Output Sampling Configuration
- class eir.setup.schema_modules.output_schemas_sequence.SequenceOutputSamplingConfig(
- manual_inputs: Sequence[dict[str, str]] = (),
- n_eval_inputs: int = 10,
- generated_sequence_length: int = 64,
- repetition_penalty: float = 1.1,
- repetition_penalty_max_window: int = 64,
- frequency_penalty: float = 0.1,
- frequency_penalty_max_window: int = 128,
- temperature: float = 0.7,
- top_k: int = 20,
- top_p: float = 0.9,
- tau: float = 0.95,
- Parameters:
manual_inputs –
Manually specified inputs to use for sequence generation. This is useful if you want to generate sequences based on a specific input. Depending on the input type, different formats are expected:
sequence: A string written directly in the.yamlfile.omics: A file path to NumPy array of shape(3, n_SNPs)on disk.image: An image file path on disk.tabular: A mapping of(column key: value)written directly in the.yamlfile.array: A file path to NumPy array on disk.bytes: A file path to a file on disk.
n_eval_inputs – The number of inputs automatically sampled from the validation set for sequence generation.
generated_sequence_length – The length of the output sequences that are generated.
temperature – Controls the randomness of predictions by scaling the logits before applying softmax. A higher temperature results in more random predictions, while a lower temperature results in more deterministic predictions.

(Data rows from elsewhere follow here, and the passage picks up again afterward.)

PR #582, opened 2025-05-10
Reduce the size of `DetectorDatabase` on disk

### LINKED ISSUE #577: Reduce the size of `DetectorDatabase` on disk

It would be nice to include a pre-populated detector database along with the `tqec` package (when it will be on `pypi`). To avoid requiring users to have to download too much data to get `tqec`, it would be nice to reduce the size of the database on disk.

A database that is optimised for low size when saved. Can be tested by

```py
import os
from pathlib import Path

from tqec.compile.convention import FIXED_PARITY_CONVENTION

DATABASE_PATH = Path(__file__).parent / "database.pkl"
k = 3

database = DetectorDatabase()

block_graph = steane_encoding(Basis.X)
compiled_graph = compile_block_graph(block_graph, FIXED_PARITY_CONVENTION)
    k, manhattan_radius=2, detector_database=database
)

database.to_file(DATABASE_PATH)
database_size = os.path.getsize(DATABASE_PATH)


# From https://stackoverflow.com/a/1094933
def sizeof_fmt(num, suffix="B"):
    for unit in ("", "Ki", "Mi", "Gi", "Ti", "Pi", "Ei", "Zi"):
        if abs(num) < 1024.0:
            return f"{num:3.1f}{unit}{suffix}"
        num /= 1024.0
    return f"{num:.1f}Yi{suffix}"


print("Size of the database on disk:", sizeof_fmt(database_size))
```
which currently prints 
```
Size of the database on disk: 4.1MiB
```
on my system.

Zhaoyilunnn:
WIP, will add more details soon

close #577 

---

original: a224a2e0c36b4346dd8c2a152041338c20c1754b
opt_0: compact data structure for `Detector` 73f023100ce59306e4f600fa8db3e0735838ebf5
opt_1: compact data structure for `_DetectorDatabaseKey` a33d6d4bfe5f473217ff688d2522de23e10bf26b

- [ ] now opt_1 does not reduce size, need to understand why
- [x] fix the mypy type error later


nelimee:
>     * [ ]  now opt_1 does not reduce size, need to understand why

That might be due to an optimisation I was not aware of in `pickle`: 

> The [pickle](https://docs.python.org/3/library/pickle.html#module-pickle) module keeps track of the objects it has already serialized, so that later references to the same object won’t be serialized again.

From [this subsection of the `pickle` documentation](https://docs.python.org/3/library/pickle.html#comparison-with-marshal).

At first sight, I *think* that, with how `tqec` works, the same plaquette should be represented by differrent `Plaquette` instances (basically, we re-instantiate the instance each time we need it). If that is not the case, then `pickle` is likely already storing a unique instance to represent several equal plaquettes. If you have the time, that would be interesting to check.

If that is the case, the last optimisation I see requires to change the database: in practice, we do not need the subtemplates and plaquettes in the database, we only need the result of `_DetectorDatabaseKey.plaquette_names`, which can even be optimised as a 3-dimensional array of indices into a "store" of plaquette names. The only place where the subtemplates/plaquettes are needed it to get the circuit of a database key, that in turns is used to generate the crumble URL representing the database entry. My opinion is that this is a valuable information for the future (to be able to navigate with a future tool the stored detectors), but it is not strictly needed for `tqec` to operate correctly.

So *maybe* have a new data-structure that is a detector database, but optimised in size thanks to the above procedure and unable to export to a crumble URL? Or we simply say that the range 1-10 MiB is acceptable to download, and do not optimise the database.

Zhaoyilunnn:
> > ```
> > * [ ]  now opt_1 does not reduce size, need to understand why
> > ```
> 
> That might be due to an optimisation I was not aware of in `pickle`:
> 
> > The [pickle](https://docs.python.org/3/library/pickle.html#module-pickle) module keeps track of the objects it has already serialized, so that later references to the same object won’t be serialized again.
> 
> From [this subsection of the `pickle` documentation](https://docs.python.org/3/library/pickle.html#comparison-with-marshal).
> 
> At first sight, I _think_ that, with how `tqec` works, the same plaquette should be represented by differrent `Plaquette` instances (basically, we re-instantiate the instance each time we need it). If that is not the case, then `pickle` is likely already storing a unique instance to represent several equal plaquettes. If you have the time, that would be interesting to check.

I have not yet started investigating this issue. Thanks a lot for providing this information! I'll take a look and try to confirm whether this is the root cause.


> If that is the case, the last optimisation I see requires to change the database: in practice, we do not need the subtemplates and plaquettes in the database, we only need the result of `_DetectorDatabaseKey.plaquette_names`, which can even be optimised as a 3-dimensional array of indices into a "store" of plaquette names. The only place where the subtemplates/plaquettes are needed it to get the circuit of a database key, that in turns is used to generate the crumble URL representing the database entry. My opinion is that this is a valuable information for the future (to be able to navigate with a future tool the stored detectors), but it is not strictly needed for `tqec` to operate correctly.

This seems to be a promising and interesting solution to me. Thanks!

> So _maybe_ have a new data-structure that is a detector database, but optimised in size thanks to the above procedure and unable to export to a crumble URL? Or we simply say that the range 1-10 MiB is acceptable to download, and do not optimise the database.

Maybe we can have a try and do some experiment to see whether this really improves users experience?

nelimee:
> Maybe we can have a try and do some experiment to see whether this really improves users experience?

I am all-in into trying to optimize the amount of data that needs to be downloaded prior to using `tqec` efficiently, and the current detector database is part of that. Nevertheless, a 3MiB or even 10MiB database is not significant compared to the size of all the dependencies we require in `tqec`.

If you would like to explore that and do not mind potentially reaching the conclusion that such a size optimisation is not worth it or not attainable without sacrificing important features (which might be discouraging for some), then yes please go ahead :)

Zhaoyilunnn:
I did an experiment on top of this PR using [my own branch](https://github.com/Zhaoyilunnn/tqec/tree/perf/detect-db-size-test)

The test code is 

```python
import os
from pathlib import Path

from tqec.compile.convention import FIXED_BULK_CONVENTION, FIXED_PARITY_CONVENTION

DATABASE_PATH = Path(__file__).parent / "database.pkl"
k = 3

database = DetectorDatabase()
# database = DetectorDatabase.from_file(DEFAULT_DETECTOR_DATABASE_PATH)

block_graph = steane_encoding(Basis.X)
# block_graph = cnot(Basis.X)
    k, manhattan_radius=2, detector_database=database
)

# database.to_file(DATABASE_PATH)
database_size = os.path.getsize(DEFAULT_DETECTOR_DATABASE_PATH)


# From https://stackoverflow.com/a/1094933
def sizeof_fmt(num, suffix="B"):
    for unit in ("", "Ki", "Mi", "Gi", "Ti", "Pi", "Ei", "Zi"):
        if abs(num) < 1024.0:
            return f"{num:3.1f}{unit}{suffix}"
        num /= 1024.0
    return f"{num:.1f}Yi{suffix}"


print("Size of the database on disk:", sizeof_fmt(database_size))
```

Some additional pickle files are stored for analysis purpose. 
using `du /home/zhaoyilun/.local/share/TQEC/detector_database*`
The results are

```
SIZE     FILE                                                                                                                                     DESC

1312    /home/zhaoyilun/.local/share/TQEC/detector_database.compact_plaquettes_all             # list of all "plaquettes" in the form of `dict[int, int]`, in which the value is the index of corresponding plaquette in the uniq plaquettes
1088    /home/zhaoyilun/.local/share/TQEC/detector_database.compact_subtemplates             # list of subtemplates
2512    /home/zhaoyilun/.local/share/TQEC/detector_database.mapping                                    # the optimized mapping
48      /home/zhaoyilun/.local/share/TQEC/detector_database.uniq_plaquettes                           # list of unique plaquettes

=========================================================================

1976    /home/zhaoyilun/.local/share/TQEC/detector_database.plaquettes_all                            # list of original plaquettes
1080    /home/zhaoyilun/.local/share/TQEC/detector_database.subtemplates                            # list of original subtemplates
2536    /home/zhaoyilun/.local/share/TQEC/detector_database.original_mapping                      # list of original mapping
```

- I didn't optimize subtemplates, so the sizes are almost unchanged
- The "plaquettes" size is reduced from 1916 to 1312
- However the total size of mapping remains similar
    - before: total = 2536, smaller than 1976 (plaquettes) + 1080 (subtemplates) 
    - after: total = 2512, larger than 1312 (plaquettes) + 1088 (subtemplates)

To summarize, the optimization to `_DetectorDatabaseKey` seems to work if I save them separately (but the improvement is not very remarkable I think). But when I save the whole mapping, no improvement is observed.

At this moment, I don't understand why

Zhaoyilunnn:
> At first sight, I think that, with how tqec works, the same plaquette should be represented by differrent Plaquette instances (basically, we re-instantiate the instance each time we need it). If that is not the case, then pickle is likely already storing a unique instance to represent several equal plaquettes. If you have the time, that would be interesting to check.

Now I doubt this is the case, I think `plaquettes_by_timestamp` saves different plaquette instances.

Because I observed that, for different computation the sizes of `plaquettes_by_timestamp` differ significantly, if only references are stored I guess they won't differ a lot

nelimee:
With the size improvements you show, it seems like there is only little room to optimize size and `pickle` is already doing a excellent job at trying to reduce the size.

With the small potential gains and the added code complexity, I feel like the best would be to keep the `pickle` version for its simplicity. One drawback is security: it is possible to perform arbitrary code execution by unpickling a file, that means that users would have to trust us (and trust the database we will provide by default) to not include malicious code. That also means that sharing database between people requires this trust. 

To summarize, here is what I think we should do:

- keep the original `pickle` version as the default. User-created database is trusted by default (because created via `DetectorDatabase.to_file` that does not try to inject malicious code into the resulting `pickle` file), and any user that does not want to trust us will be able to remove the pre-included database and generate its own.
- add another serialization procedure, that does not use `pickle`, in order to let users share databases with others without needing to trust the other. That can very much be JSON for example.

What do you think about that?

Zhaoyilunnn:
> * keep the original `pickle` version as the default. User-created database is trusted by default (because created via `DetectorDatabase.to_file` that does not try to inject malicious code into the resulting `pickle` file), and any user that does not want to trust us will be able to remove the pre-included database and generate its own.

I now agree that size optimization is not necessary.  Now I can confirm that many `Plaquettes` in `_DetectorDatabaseKey` are just references to existing ones base on [an additonal experiment ](https://github.com/Zhaoyilunnn/tqec/blob/1ecb15e1cdd32feef961bab5f2f537288c9806f3/src/tqec/compile/detectors/database.py#L425-L429)

> That might be due to an optimisation I was not aware of in pickle:
> The [pickle](https://docs.python.org/3/library/pickle.html#module-pickle) module keeps track of the objects it has already serialized, so that later references to the same object won’t be serialized again.

So, it's very likely that you're right and that's the root cause

> * add another serialization procedure, that does not use `pickle`, in order to let users share databases with others without needing to trust the other. That can very much be JSON for example.
> 
> What do you think about that?

I agree. I am aware of some other serialization library such as `msgpack` and `cbor`. Not sure whether they also have security issue or suitable for us. And JSON is also a good choice to me. I'll do some investigation and open another PR for this point. 

I'll close this PR, perhaps #577 can also be closed

Zhaoyilunnn:
I didn't see any special advantage to introduce additional dependencies like `msgpack` or `cbor`.

So I plan to use json. BUT, I met an issue when trying to jsonfy stim Circuit (required to jsonfy plaquettes). Actually, I *think* it is not possible to jsonfy it? @nelimee do you have any suggestions?

Zhaoyilunnn:
> Note that, using the `PlaquetteDebugInformation`, you might be able to format most of the plaquettes only using their RPNG notation, only leaving the extended stabilizers to be serialized with their full circuit. We can discuss that more in details here, or during the meeting if you plan to come :)

I *think* I've got your idea, maybe I can go ahead, and let you review when I finish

repetition_penalty – Discourages repetition by reducing the probability of tokens that have already appeared in the generated text. Values greater than 1.0 apply the penalty, with higher values (1.2-1.5) reducing repetition more aggressively. A value of 1.0 disables this feature.
repetition_penalty_max_window – The maximum number of most recent tokens to consider when applying the repetition penalty. A smaller window focuses on preventing local repetition, while a larger window prevents repetition across the entire sequence.
frequency_penalty – Reduces the probability of tokens proportional to how frequently they’ve appeared in the generated text. Unlike repetition penalty, this scales with usage count. Positive values (0.1-0.3) increase diversity, with higher values producing more varied vocabulary.
frequency_penalty_max_window – The maximum number of most recent tokens to track when calculating token frequencies for the frequency penalty. Larger windows maintain longer-term memory of word usage patterns.
top_k – The number of top candidates to consider when sampling the next token in an output sequence. By default, the model considers the top 20 candidates
top_p – The cumulative probability of the top candidates to consider when sampling the next token in an output sequence. For example, if top_p is 0.9, the model will stop sampling candidates once the cumulative probability of the most likely candidates reaches 0.9.
tau – Controls locally typical sampling by filtering tokens based on how close their probabilities are to the expected distribution. Values range from 0.0 to 1.0, where 1.0 disables the filter. Lower values produce more consistent text by removing outlier tokens.